**What you need to do**
Scan the entries below and extract each line with the word "role" in it.

***** Stored data

PR #3130, opened 2024-01-21
Convert curl-getinfo() constant list to table

haszi:
Converts the `curl-getinfo()` constant list to a table that matches the formatting of tables on the following functions' pages: `curl_multi_setopt()`, `curl_setopt()` and `curl_share_setopt()`.

### DIFF
--- a/reference/curl/functions/curl-getinfo.xml
+++ b/reference/curl/functions/curl-getinfo.xml
@@ -5,7 +5,7 @@
   <refname>curl_getinfo</refname>
   <refpurpose>Get information regarding a specific transfer</refpurpose>
  </refnamediv>
- 
+
  <refsect1 role="description">
   &reftitle.description;
   <methodsynopsis>
@@ -14,7 +14,7 @@
    <methodparam choice="opt"><type class="union"><type>int</type><type>null</type></type><parameter>option</parameter><initializer>&null;</initializer></methodparam>
   </methodsynopsis>
   <para>
-   Gets information about the last transfer. 
+   Gets information about the last transfer.
   </para>
  </refsect1>
 
@@ -93,7 +93,7 @@
         </listitem>
         <listitem>
          <simpara>
-          <constant>CURLINFO_REDIRECT_URL</constant> - With the <constant>CURLOPT_FOLLOWLOCATION</constant> option disabled: redirect URL found in the last transaction, that should be requested manually next. With the <constant>CURLOPT_FOLLOWLOCATION</constant> option enabled: this is empty. The redirect URL in this case is available in <constant>CURLINFO_EFFECTIVE_URL</constant> 
+          <constant>CURLINFO_REDIRECT_URL</constant> - With the <constant>CURLOPT_FOLLOWLOCATION</constant> option disabled: redirect URL found in the last transaction, that should be requested manually next. With the <constant>CURLOPT_FOLLOWLOCATION</constant> option enabled: this is empty. The redirect URL in this case is available in <constant>CURLINFO_EFFECTIVE_URL</constant>
          </simpara>
         </listitem>
         <listitem>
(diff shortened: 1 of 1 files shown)


reference/curl/functions/curl-getinfo.xml
```diff
@@ -28,346 +28,546 @@
...
-          <constant>CURLINFO_TOTAL_TIME_T</constant> - Total time in microseconds for the previous transfer, including name resolving, TCP connect etc.
-         </simpara>
-        </listitem>
-       </itemizedlist>
+       <informaltable>
+        <tgroup cols="3">
+         <thead>
+          <row>
+           <entry valign="top">Option</entry>
+           <entry valign="top">Description</entry>
```
Girgias, line 36:
```suggestion
           <entry valign="top">&Description;</entry>
```

Girgias (commented):
Does this make sense if it is going to be converted to something else again?

Girgias (approved):

Girgias:
I'll wait a bit before merging this

Girgias:
Okay, I just had a check via the following crappy bash script:
```bash
#! /bin/bash

FILE=reference/curl/functions/curl-getinfo.xml
DIR="./*/"
for d in $DIR
do
# FAILSAFE #
# Check if "$f" FILE exists and is a regular file and then only copy it #
  if [ -f "$d$FILE" ]
  then
    echo "$FILE exists in $d."
  else
    echo "Warning: Some problem with \""$d$FILE"\""
  fi
done
```

which results in:
```
Warning: Some problem with "./base/reference/curl/functions/curl-getinfo.xml"
reference/curl/functions/curl-getinfo.xml exists in ./de/.
reference/curl/functions/curl-getinfo.xml exists in ./en/.
reference/curl/functions/curl-getinfo.xml exists in ./es/.
reference/curl/functions/curl-getinfo.xml exists in ./fr/.
reference/curl/functions/curl-getinfo.xml exists in ./it/.
reference/curl/functions/curl-getinfo.xml exists in ./ja/.
Warning: Some problem with "./output/reference/curl/functions/curl-getinfo.xml"
Warning: Some problem with "./output_bightml/reference/curl/functions/curl-getinfo.xml"
Warning: Some problem with "./phd/reference/curl/functions/curl-getinfo.xml"
Warning: Some problem with "./pl/reference/curl/functions/curl-getinfo.xml"
reference/curl/functions/curl-getinfo.xml exists in ./pt_br/.
Warning: Some problem with "./ro/reference/curl/functions/curl-getinfo.xml"
reference/curl/functions/curl-getinfo.xml exists in ./ru/.
reference/curl/functions/curl-getinfo.xml exists in ./tr/.
Warning: Some problem with "./uk/reference/curl/functions/curl-getinfo.xml"
reference/curl/functions/curl-getinfo.xml exists in ./zh/.
```

This file is up-to date for all translations, so merging this and then replicating the change can be done easily and that would be great.

The `reference/curl/constants.xml` however is outdated in doc-es and doc-tr, now doc-tr should be easy to update: http://doc.php.net/revcheck.php?p=plain&lang=tr&hbp=5bc8ebe3c1e0bb133e058f1b8eb34a721149e893&f=reference/curl/constants.xml&c=on before doing any other changes, and doc-es is so outdated that I think I will just delete this file for simplicity sake.

Girgias:
> > This file is up-to date for all translations, so merging this and then replicating the change can be done easily and that would be great.
> > The `reference/curl/constants.xml` however is outdated in doc-es and doc-tr, now doc-tr should be easy to update: http://doc.php.net/revcheck.php?p=plain&lang=tr&hbp=5bc8ebe3c1e0bb133e058f1b8eb34a721149e893&f=reference/curl/constants.xml&c=on before doing any other changes, and doc-es is so outdated that I think I will just delete this file for simplicity sake.
> 
> Right. One issue is that it's not just the constant lists that are out of sync but some of the constant lists on the functions' pages too. Of course there are some constants on the constant lists that are not on the functions' lists and vice versa. On top of that, there are missing constants and probably some that should be removed. :-)
> 
> And it's because of the above that I suggested that I would convert the `curl_getinfo()` pages to a table for each translation first, and then move all tables to the constant lists and XInclude them on the functions' pages. The only page that would actually have any constants would be the constant list and once I'm at this point, I can move constant to their appropriate tables, eliminate duplicates, remove deprecated constants and add missing ones from the cURL website. Each of these steps would be one commit in one PR per language.
> 
> Once this (`doc-en` `curl_getinfo()`) PR is merged, I'll put together a PR for `doc-en` the way I described above and we can see whether that works. What do you think?

Looks good to me :) if you could provide a patch for translations that would be great too!

leonardolara:
@haszi, would you please provide a patch for translations?

PR #3133, opened 2024-01-22
Add details on PDORow

haszi:
Adds more details to `PDORow`'s description as suggested [here](https://github.com/php/doc-en/pull/3059#pullrequestreview-1802030301).

@kamil-tekiela could you also take a look to make sure this covers everything?

### DIFF
--- a/reference/pdo/pdorow.xml
+++ b/reference/pdo/pdorow.xml
@@ -17,20 +17,11 @@
     Objects of this class cannot be instantiated and are not serializable.
    </para>
    <para>
-    Properties of this class do not store a copy of the result set
-    but provide a link to it. This can result in significantly
-    lower memory consumption than using any other fetch mode.
-   </para>
-   <para>
-    In addition to its default <property>queryString</property> property,
-    the <classname>PDORow</classname> object creates properties
-    that correspond to the column names returned in the result set
-    as they are accessed.
-   </para>
-   <para>
-    Trying to <function>unset</function> or write to any property other than
-    <varname linkend="pdorow.props.querystring">queryString</varname>
-    will throw an <classname>Exception</classname>.
+    The <classname>PDORow</classname> object allows access
+    to the returned data as if both <constant>PDO::FETCH_OBJ</constant>
+    and <constant>PDO::FETCH_BOTH</constant> mode was used.
+    This means that the returned data can be accessed as object properties,
+    and as an array both indexed by the column name and a column offset number.
    </para>
    <caution>
     <simpara>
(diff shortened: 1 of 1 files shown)


reference/pdo/pdorow.xml
```diff
@@ -13,15 +13,37 @@
     by <methodname>PDOStatement::fetch</methodname>
     called with <constant>PDO_FETCH_LAZY</constant> fetch mode.
    </para>
+   <para>
+    Objects of this class cannot be instantiated and are not serializable.
+   </para>
+   <para>
+    Properties of this class do not store a copy of the result set
+    but provide a link to it. This can result in significantly
+    lower memory consumption than using any other fetch mode.
```
kamil-tekiela, line 22: I see what you are trying to say here, but it's not entirely accurate. 
I really like how Ulf Wendel described it:
> "PDO::FETCH_LAZY = PDO::FETCH_OBJ + PDO::FETCH_BOTH"
> PDO::FETCH_BOTH means that the returned data is both indexed by the column name and a column offset number.
https://bugs.php.net/bug.php?id=44327

The point of this mode is to allow the user to fetch the values in whichever way they please. Be it indexed array, associative array, or via property access. As such, there really isn't any memory saving when compared to any of the 3 fetch modes. Well, at least not the one users may be thinking of. Technically, there could be a few bytes difference due to how ZVALs are represented. Also, if you store the `PDORow`s in separate variables, the only memory consumed will be the few bytes needed to store the empty shell of that object. The actual data isn't part of the object. 

However, the result set's **row** isn't fetched from the result set until the first access on `PDORow`. With other fetch modes, the row would be fetched immediately to construct the returned array/object, but with `LAZY` it's only fetched when required. In practice, it doesn't change anything memory-wise as PHP still has to fetch the same data, it's just happening at a different point in time. 

Another issue I have with this sentence is that `PDORow`'s properties aren't linked to the data in a way some people may think. For example, if you do something like:
```
$lazy1 = $res->fetch(PDO::FETCH_LAZY);
$lazy2 = $res->fetch(PDO::FETCH_LAZY);
echo $lazy1->username;
echo $lazy2->username;
```
You don't end up with two rows in two distinct objects. Both will only enable you to fetch the data of the second row. That's because, as you said, the data isn't stored in the object. The closest analogy is the `__get` magic method. 

For this reason, I would suggest to also change the sentence below which says *"the <classname>PDORow</classname> object creates properties that correspond to the column names returned in the result set as they are accessed"*. The properties are never created. They do not exists at any point of time. Except `queryString`. 

So, I wouldn't recommend to change the description and not mention anything about potential memory savings that do not exist. Instead, say something along the lines of what Ulf said. 


@colshrapnel FYI

kamil-tekiela (changes requested):
Also, I don't know if the information about errors should be in a separate section, something like https://www.php.net/manual/en/pdostatement.execute.php#refsect1-pdostatement.execute-errors

kamil-tekiela (approved):
LGTM.

Girgias (approved):
LGTM thank you :)

PR #3134, opened 2024-01-22
Change note to normal para in get_parent_class

kamil-tekiela:


reference/classobj/functions/get-parent-class.xml
```diff
@@ -37,11 +37,9 @@
    Returns the name of the parent class of the class of which
    <parameter>object_or_class</parameter> is an instance or the name.
   </para>
-  <note>
-   <para>
-    If the object does not have a parent or the class given does not exist &false; will be returned.
-   </para>
-  </note>
+  <para>
+   If the object does not have a parent or the class given does not exist &false; will be returned.
```
Girgias, line 41:
```suggestion
   If the object does not have a parent or the given class does not exist &false; will be returned.
```
Maybe at the same time/follow-up?

Girgias (approved):

reference/classobj/functions/get-parent-class.xml
kamil-tekiela: Doesn't this also need a comma after "does not exist"?

Girgias: Huuum, possibly?

PR #3135, opened 2024-01-23
Update array key exists key parameter for PHP 8.0.0

schulerj89:
As of 8.0.0 [array_key_exists](https://github.com/php/php-src/blob/master/ext/standard/array.c#L6652) the `$key` parameter takes mixed arguments now (string, int, bool, null, and resource). So updated the docs to reflect that.

Screenshot (5)
Added screenshot for proof

### DIFF
--- a/reference/array/functions/array-key-exists.xml
+++ b/reference/array/functions/array-key-exists.xml
@@ -72,7 +72,7 @@
      <row>
       <entry>8.0.0</entry>
       <entry>
-       The <parameter>key</parameter> parameter now takes
+       The <parameter>key</parameter> parameter now accepts
        <parameter>bool</parameter>, <parameter>float</parameter>, <parameter>int</parameter>,
        <parameter>null</parameter>, <parameter>resource</parameter>, and
        <parameter>string</parameter> as arguments.
--- a/reference/array/functions/array-key-exists.xml
+++ b/reference/array/functions/array-key-exists.xml
@@ -58,30 +58,6 @@
   </note>
  </refsect1>
 
- <refsect1 role="changelog">
-  &reftitle.changelog;
-  <informaltable>
-   <tgroup cols="2">
-    <thead>
-     <row>
-      <entry>&Version;</entry>
-      <entry>&Description;</entry>
-     </row>
-    </thead>
-    <tbody>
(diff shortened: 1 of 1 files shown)


reference/array/functions/array-key-exists.xml
```diff
@@ -10,7 +10,7 @@
   &reftitle.description;
   <methodsynopsis>
    <type>bool</type><methodname>array_key_exists</methodname>
-   <methodparam><type class="union"><type>string</type><type>int</type></type><parameter>key</parameter></methodparam>
+   <methodparam><type>mixed</type><parameter>key</parameter></methodparam>
```
Girgias, line 13: It was always mixed in reality.

Please remove the changelog.

schulerj89: Good point! Changelog removed

Girgias: Actually... it was ``string|int|null`` in PHP 7.4, and it would do the silent cast for `null` to an empty string.

PHP 8.0 changed this to allow all offset types that get implicitly coerced (so booleans, floats, and resources now are also accepted and might emit the corresponding warnings). So it turns out it does need a changelog, and the type actually is ``string|int|float|bool|resource|null``.

Apologies for the mistake

schulerj89: No worries! I'll make the updates and push up.

schulerj89: Updated and attached a screenshot to show what the change will look like. Let me know.

Screenshot (6)

reference/array/functions/array-key-exists.xml
```diff
@@ -58,6 +58,31 @@
...
+     <row>
+      <entry>&Version;</entry>
+      <entry>&Description;</entry>
+     </row>
+    </thead>
+    <tbody>
+     <row>
+      <entry>8.0.0</entry>
+      <entry>
+       The <parameter>key</parameter> parameter now takes
```
Girgias, line 75:
```suggestion
       The <parameter>key</parameter> parameter now accepts
```

Girgias (approved):
Thank you!

PR #3136, opened 2024-01-23
Add description to INI mode constants

haszi:
Adds descriptions to each `INI` mode constant, copied from their `PHP_INI` aliases.

These are also on the [missing constants list](https://github.com/php/doc-en/issues/2747) which I'm guessing is because these are in a `table` instead of a `variablelist`.

### DIFF
--- a/reference/info/constants.xml
+++ b/reference/info/constants.xml
@@ -279,7 +279,6 @@
   The following constants are only available if the host operating
   system is Windows, and can tell different versioning information
   so its possible to detect various features and make use of them.
-  They are all available as of PHP 5.3.0.
  </simpara>
  <table>
   <title>Windows specific constants</title>
--- a/reference/info/constants.xml
+++ b/reference/info/constants.xml
@@ -157,35 +157,56 @@
  </table>
 
  <table>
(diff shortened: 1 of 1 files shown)


Girgias:
Aaaaaaaaaaaaaaaaaaaaaaaaa

Well this is... unfortunate. However, as those are easily machine fixable I think it should be done, but the commit should have a ``[skip-revcheck]`` tag and the same script should be applied to all translations. Might as well also add the missing `<constant>` tags if possible.

But this should be a separate PR.

reference/info/constants.xml
```diff
@@ -259,9 +276,9 @@
  </table>
 
  <simpara>
-  The following constants are only available if the host operating 
-  system is Windows, and can tell different versioning information 
-  so its possible to detect various features and make use of them. 
+  The following constants are only available if the host operating
+  system is Windows, and can tell different versioning information
+  so its possible to detect various features and make use of them.
   They are all available as of PHP 5.3.0.
```
Girgias, line 282: Please remove this while at it, we assume the doc base level is PHP 7.0.0.

Girgias (approved):

PR #3138, opened 2024-01-24
Add DOM\DocumentType documentation

haszi:
Adds documentation for the DOM\DocumentType class. Part of #2162.

These classes under the `DOM` namespace seem to be the first ones that are aliases of other classes. As such, I didn't know what tag to use to indicate that this is an alias (`<refpurpose>` used for functions doesn't work here) so I added it as the first sentence of the intro. I've tried using `<subtitle>` but Phd gave me a `"No mapper found for 'subtitle'"` error.

I've `XInclude`d as much as could from `DOMDocumentType`. I've tried to `XInclude` the properties' `<modifier>`s and `<type>`s but ended up with no space between the words (e.g `"publicreadonlystring"`). I've tried `string-join()` but that didn't work so I'm guessing Phd doesn't support XPath 2.

The below is what I used which ended up being `"publicreadonlystring"` instead of `"public readonly string"`. Any help to achieve that would be appreciated.
```xml
<xi:include xpointer="xmlns(db=http://docbook.org/ns/docbook) xpointer(id('domdocumenttype.synopsis')/db:classsynopsis/db:fieldsynopsis[descendant::db:varname[text()='name']]/*[not(name()='varname')])">
 <xi:fallback/>
</xi:include>
```

### DIFF
--- a/reference/dom/book.xml
+++ b/reference/dom/book.xml
@@ -19,6 +19,8 @@
  &reference.dom.constants;
  &reference.dom.examples;
 
+ &reference.dom.dom.documenttype;
+
  &reference.dom.domattr;
  &reference.dom.domcdatasection;
  &reference.dom.domcharacterdata;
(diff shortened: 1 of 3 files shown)


nielsdos (commented):
Thanks for tackling this!

Indeed, these are the first internal aliases, but they may not be for much longer...
Making them real classes was out of scope for the HTML5 RFC that introduced these class aliases in the first place. However, my new RFC expands upon this and makes them real classes: https://wiki.php.net/rfc/opt_in_dom_spec_compliance.

So I would hold off on trying to document these classes until that RFC gets accepted.

nielsdos:
Okay, no worries!
And thanks for your contributions to the docs so far :slightly_smiling_face:

PR #3185, opened 2024-02-16
[PHP 8.3] PDO_ODBC_TYPE

saundefined:


Girgias (commented):
@NattyNarwhal do you know what this new constant does?

NattyNarwhal:
IIRC it indicates the kind of ODBC library/driver manager; `PHP_ODBC_TYPE` just renames `ODBC_TYPE`, which is defined in `ext/odbc/php_odbc_includes.h`. Should be defined to i.e. `Win32` or `unixODBC`.

Adjacently, I am curious if anyone's using anything other than unixODBC/Win32/maybe iODBC though. (This includes SAP DB/Empress/Solid/Db2/Adabas/etc.) A lot are essentially linking against an ODBC driver (or SQL/CLI library) directly without any driver manager, which is a bit odd. At least for Db2, there's also a dedicated extension for that which I'm also maintaining, but I'm on the i side and not z/LUW, so maybe there's some difference there.

jhdxr (approved):
LGTM

PR #3186, opened 2024-02-17
[PHP 8.3] Update `get_class` and `get_parent_class`

saundefined:


reference/classobj/functions/get-class.xml
```diff
@@ -78,6 +74,13 @@
       </row>
      </thead>
      <tbody>
+      <row>
+       <entry>8.3.0</entry>
+       <entry>
+        Now call without an argument emits an <constant>E_DEPRECATED</constant> warning;
+        previously, calling this function inside a class returned the name of that class.
```
Girgias, line 81:
```suggestion
        Calling <function>get_class</function> without an argument now emits an
        <constant>E_DEPRECATED</constant> warning;
        previously, calling this function inside a class returned the name of that class.
```

reference/classobj/functions/get-parent-class.xml
```diff
@@ -57,6 +53,13 @@
      </row>
     </thead>
     <tbody>
+     <row>
+      <entry>8.3.0</entry>
+      <entry>
+       Now call without an argument emits an <constant>E_DEPRECATED</constant> warning;
+       previously, calling this function inside a class returned the parent class name of that class.
```
Girgias, line 60: Ditto

Girgias (changes requested):

Girgias (approved):

reference/classobj/functions/get-parent-class.xml
```diff
@@ -57,6 +53,14 @@
      </row>
     </thead>
     <tbody>
+     <row>
+      <entry>8.3.0</entry>
+      <entry>
+       Calling <function>get_class</function> without an argument now emits an
```
leonardolara, line 59: Shouldn't it be "get-parent-class" ?

PR #3194, opened 2024-02-19
Fix return type of time()

JasperL-2157878:
Documentation displayed: time(): intvoid
Removed the unnecessary </void> tag.


Girgias:
That's a bug with the Render since: https://github.com/php/phd/commit/45cffd68d3afe5c8be101c66fbb03e5b5909970a

Girgias:
Related #3197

**********

**Result for this exercise**
  <refsect1 role="description">
- <refsect1 role="changelog">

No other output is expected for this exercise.